Microstructure and mechanical property evolution of He-implanted nanochannel W film under post-annealing

Tungsten (W) has been selected as the most promising Plasma Facing materials (PMFs) due to its excellent properties. One of the most challenged problems for W is the He retention. Nowaday, a nanochannel structure film was presented to improve the He irradiation resistance of W. In this work, the microstructure and mechanical property evolution of He-implanted nanochannel W film under post-annealing from 573 to 1273 K were studied. A significant growth of He bubbles and the formation of large size holes at grain boundaries (GBs) were observed after post-annealing at 1273 K. In addition, a formation model of pores structure on surface caused by high energy He implantation was proposed. Moreover, a mitigated lattice swelling was observed at 1273 K due to the He-V clusters and He bubbles migration and coarsening.

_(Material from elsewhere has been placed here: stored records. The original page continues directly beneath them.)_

PR #2628, opened 2021-01-25
Better Finnish translations

vyznev:
It's nice to see that there *is* a Finnish localization file, but some of the translations were kind of awkward or just wrong. These should be better.


src/localization/finnish.ts
```diff
@@ -25,61 +25,64 @@ export var finnishSurveyStrings = {
...
-  maxSelectError: "Ole hyvä ja valitse enintään {0} vaihtoehtoa.",
+  minSelectError: "Valitse vähintään {0} vaihtoehtoa.",
+  maxSelectError: "Valitse enintään {0} vaihtoehtoa.",
   numericMinMax:
-    "'{0}' täytyy olla enemmän tai yhtä suuri kuin {1} ja vähemmän tai yhtä suuri kuin {2}",
-  numericMin: "'{0}' täytyy olla enemmän tai yhtä suuri kuin {1}",
-  numericMax: "'{0}' täytyy olla vähemmän tai yhtä suuri kuin {1}",
+    "Luvun '{0}' tulee olla vähintään {1} ja korkeintaan {2}.",
+  numericMin: "Luvun '{0}' tulee olla vähintään {1}.",
+  numericMax: "Luvun '{0}' tulee olla korkeintaan {1}.",
```
vyznev, line 37: These weren't _wrong_ as such, but kind of klunky and verbose. (Honestly, so are the English strings too.) Prepending the word _luku_ ("number") to the field name allows correct noun conjugation (_luku_ &rarr; _luvun_), improving the grammar.

src/localization/finnish.ts
```diff
@@ -25,61 +25,64 @@ export var finnishSurveyStrings = {
...
   invalidEmail: "Syötä validi sähköpostiosoite.",
   invalidExpression: "Lausekkeen: {0} pitäisi palauttaa 'true'.",
   urlRequestError: "Pyyntö palautti virheen {0}. {1}",
   urlGetChoicesError:
-    "Pyyntö palautti tyhjät tiedot tai polku-ominaisuus on väärä",
+    "Pyyntö palautti tyhjän tiedoston tai 'path'-asetus on väärä",
   exceedMaxSize: "Tiedoston koko ei saa olla suurempi kuin {0}.",
-  otherRequiredError: "Anna toinen arvo.",
+  otherRequiredError: "Tarkenna vastaustasi tekstikenttään.",
```
vyznev, line 44: The old string (which literally translated as "Give another value.") doesn't work at all in the context where it's used. The new translation literally means "Specify your answer in the text field." which is a lot clearer in context.

src/localization/finnish.ts
```diff
@@ -25,61 +25,64 @@ export var finnishSurveyStrings = {
...
   uploadingFile:
-    "Tiedostoa ladataan. Odota muutama sekunti ja yritä uudelleen.",
+    "Tiedostoa lähetetään. Odota muutama sekunti ja yritä uudelleen.",
```
vyznev, line 46: Replaced _ladata_ ("(down)load") with _lähettää_ ("send, upload") to correctly describe the direction of the transfer.

src/localization/finnish.ts
```diff
@@ -25,61 +25,64 @@ export var finnishSurveyStrings = {
...
   loadingFile: "Ladataan...",
-  chooseFile: "Valitse tiedosto (t) ...",
+  chooseFile: "Valitse tiedosto(t)...",
   noFileChosen: "Ei tiedostoa valittuna",
-  confirmDelete: "Haluatko poistaa tietueen?",
-  keyDuplicationError: "Tämän arvon tulisi olla ainutlaatuinen.",
+  confirmDelete: "Haluatko poistaa osion?",
+  keyDuplicationError: "Tämä arvo on jo käytössä. Syötä toinen arvo.",
```
vyznev, line 51: _Ainutlaatuinen_ means "unique" in the specific sense of "special, exceptional, only one of its kind", which is wrong here. Alas, there's no good Finnish word for "unique" in the sense of "not duplicate", so I ended up rephrasing this message to say, literally, "This value is already in use. Please choose another value."

src/localization/finnish.ts
```diff
@@ -25,61 +25,64 @@ export var finnishSurveyStrings = {
...
   removePanel: "Poista",
   choices_Item: "kohde",
   matrix_column: "Sarake",
   matrix_row: "Rivi",
-  savingData: "Tulokset tallennetaan palvelimelle ...",
-  savingDataError: "Tapahtui virhe, emmekä voineet tallentaa tuloksia.",
-  savingDataSuccess: "Tulokset tallennettiin onnistuneesti!",
+  savingData: "Tietoja tallennetaan palvelimelle...",
+  savingDataError: "Tapahtui virhe, emmekä voineet tallentaa kyselyn tietoja.",
+  savingDataSuccess: "Tiedot tallennettiin onnistuneesti!",
```
vyznev, line 63: _Tulokset_ literally means "results", which seems slightly off here. I replaced it with _tiedot_, which literally means "data" or "(items of) information" and feels more appropriate to me in general.

src/localization/finnish.ts
```diff
@@ -25,61 +25,64 @@ export var finnishSurveyStrings = {
...
   saveAgainButton: "Yritä uudelleen",
   timerMin: "min",
   timerSec: "sek",
   timerSpentAll: "Olet käyttänyt {0} tällä sivulla ja yhteensä {1}.",
-  timerSpentPage: "Olet viettänyt {0} tällä sivulla.",
+  timerSpentPage: "Olet käyttänyt {0} tällä sivulla.",
```
vyznev, line 68: Used the verb _käyttää_ ("use") instead of _viettää_ ("spend (time)") for consistency with other messages here. Both would be valid, but _käyttää_ feels somewhat more active, with _viettää_ having connotations of idling away the time.

src/localization/finnish.ts
```diff
@@ -25,61 +25,64 @@ export var finnishSurveyStrings = {
...
   timerSpentSurvey: "Olet käyttänyt yhteensä {0}.",
   timerLimitAll:
     "Olet käyttänyt tällä sivulla {0} / {1} ja yhteensä {2} / {3}.",
   timerLimitPage: "Olet käyttänyt {0} / {1} tällä sivulla.",
   timerLimitSurvey: "Olet käyttänyt yhteensä {0} / {1}.",
-  cleanCaption: "Puhdas",
-  clearCaption: "Asia selvä",
+  cleanCaption: "Pyyhi",
+  clearCaption: "Tyhjennä",
```
vyznev, line 75: These were both just plain wrong before: _puhdas_ is an adjective, not a verb, and "_asia selvä_" is an idiomatic phrase that means "clear" in the sense of "understood" or "OK, got it!".

I'm not sure where `cleanCaption` is used in the UI, so the translation _pyyhi_ (literally "wipe, erase") might not be optimal. Some other translations seem to use the same text for both of these strings, which (i.e. making both of them _tyhjennä_ = "clear, empty, drain") might be an option here for Finnish too.

src/localization/finnish.ts
```diff
@@ -25,61 +25,64 @@ export var finnishSurveyStrings = {
...
   chooseFileCaption: "Valitse tiedosto",
   removeFileCaption: "Poista tämä tiedosto",
-  booleanCheckedLabel: "Joo",
+  booleanCheckedLabel: "Kyllä",
```
vyznev, line 78: _Kyllä_ is more formal than _joo_, which is basically equivalent to "yeah" or "yep" in English.

src/localization/finnish.ts
```diff
@@ -25,61 +25,64 @@ export var finnishSurveyStrings = {
...
   confirmRemoveFile: "Haluatko varmasti poistaa tämän tiedoston: {0}?",
   confirmRemoveAllFiles: "Haluatko varmasti poistaa kaikki tiedostot?",
   questionTitlePatternText: "Kysymyksen otsikko",
+  modalCancelButtonText: "Peruuta",
+  modalApplyButtonText: "Käytä",
 };
 
 surveyLocalization.locales["fi"] = finnishSurveyStrings;
-surveyLocalization.localeNames["fi"] = "suomalainen";
+surveyLocalization.localeNames["fi"] = "suomi";
```
vyznev, line 88: _Suomalainen_ is an adjective describing something Finnish. The name of the language is simply _suomi_.

src/localization/finnish.ts
```diff
@@ -25,61 +25,64 @@ export var finnishSurveyStrings = {
...
   chooseFileCaption: "Valitse tiedosto",
   removeFileCaption: "Poista tämä tiedosto",
-  booleanCheckedLabel: "Joo",
+  booleanCheckedLabel: "Kyllä",
   booleanUncheckedLabel: "Ei",
   confirmRemoveFile: "Haluatko varmasti poistaa tämän tiedoston: {0}?",
   confirmRemoveAllFiles: "Haluatko varmasti poistaa kaikki tiedostot?",
   questionTitlePatternText: "Kysymyksen otsikko",
+  modalCancelButtonText: "Peruuta",
+  modalApplyButtonText: "Käytä",
```
vyznev, line 84: There's no exact idiomatic translation for "apply" that would work as a dialog button in Finnish, but _käytä_ ("use") comes pretty close, and is probably the standard choice for such dialogs. Other possible options could be _hyväksy_ ("approve, accept") or simply _OK_.

src/localization/finnish.ts
```diff
@@ -5,16 +5,16 @@ export var finnishSurveyStrings = {
   pageNextText: "Seuraava",
   completeText: "Valmis",
   previewText: "Esikatselu",
-  editText: "Muokata",
-  startSurveyText: "alkaa",
-  otherItemText: "Muu (kuvaile)",
+  editText: "Muokkaa",
+  startSurveyText: "Aloita",
+  otherItemText: "Muu (tarkenna)",
```
vyznev, line 10: _Tarkenna_ ("specify") seems more appropriate than _kuvaile_ ("describe, illustrate, characterize") here. The latter verb is something one would use in contexts like "Describe yourself as a team member" where one is looking for vague impressions and broad strokes rather than a specific answer.

src/localization/finnish.ts
```diff
@@ -25,61 +25,64 @@ export var finnishSurveyStrings = {
...
-  numericMax: "'{0}' täytyy olla vähemmän tai yhtä suuri kuin {1}",
+    "Luvun '{0}' tulee olla vähintään {1} ja korkeintaan {2}.",
+  numericMin: "Luvun '{0}' tulee olla vähintään {1}.",
+  numericMax: "Luvun '{0}' tulee olla korkeintaan {1}.",
   invalidEmail: "Syötä validi sähköpostiosoite.",
   invalidExpression: "Lausekkeen: {0} pitäisi palauttaa 'true'.",
   urlRequestError: "Pyyntö palautti virheen {0}. {1}",
   urlGetChoicesError:
-    "Pyyntö palautti tyhjät tiedot tai polku-ominaisuus on väärä",
+    "Pyyntö palautti tyhjän tiedoston tai 'path'-asetus on väärä",
```
vyznev, line 42: I'm not 100% sure in what contexts this message may appear, but based on the English text I'm assuming that there's a specific internal setting named `path` that may be wrong, and that it's not localized.  (At least there doesn't seem to be localized name for it.) Thus I assume it shouldn't be translated here, either.

vyznev (commented):
Added some notes on the translations, for the benefit of folks who don't speak Finnish. :)

andrewtelnov:
@vyznev Thank you!
Andrew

The shape of the He bubbles at 1273 K was also investigated in detail. The nanochannel film has a better resistance to the degradation of Young's modulus under the He implantation than compact film, due to the loose nanochannel. Hardness increment induced by the implantation of He was analyzed. The hardening effect of the He-implanted film annealing at 1073 K, resulting from the transition of He-V clusters or He bubbles distributions from dislocations to distributed vacancies, should be notice. Finally, the holes at GBs led to the decrease of both Young's modulus and hardness.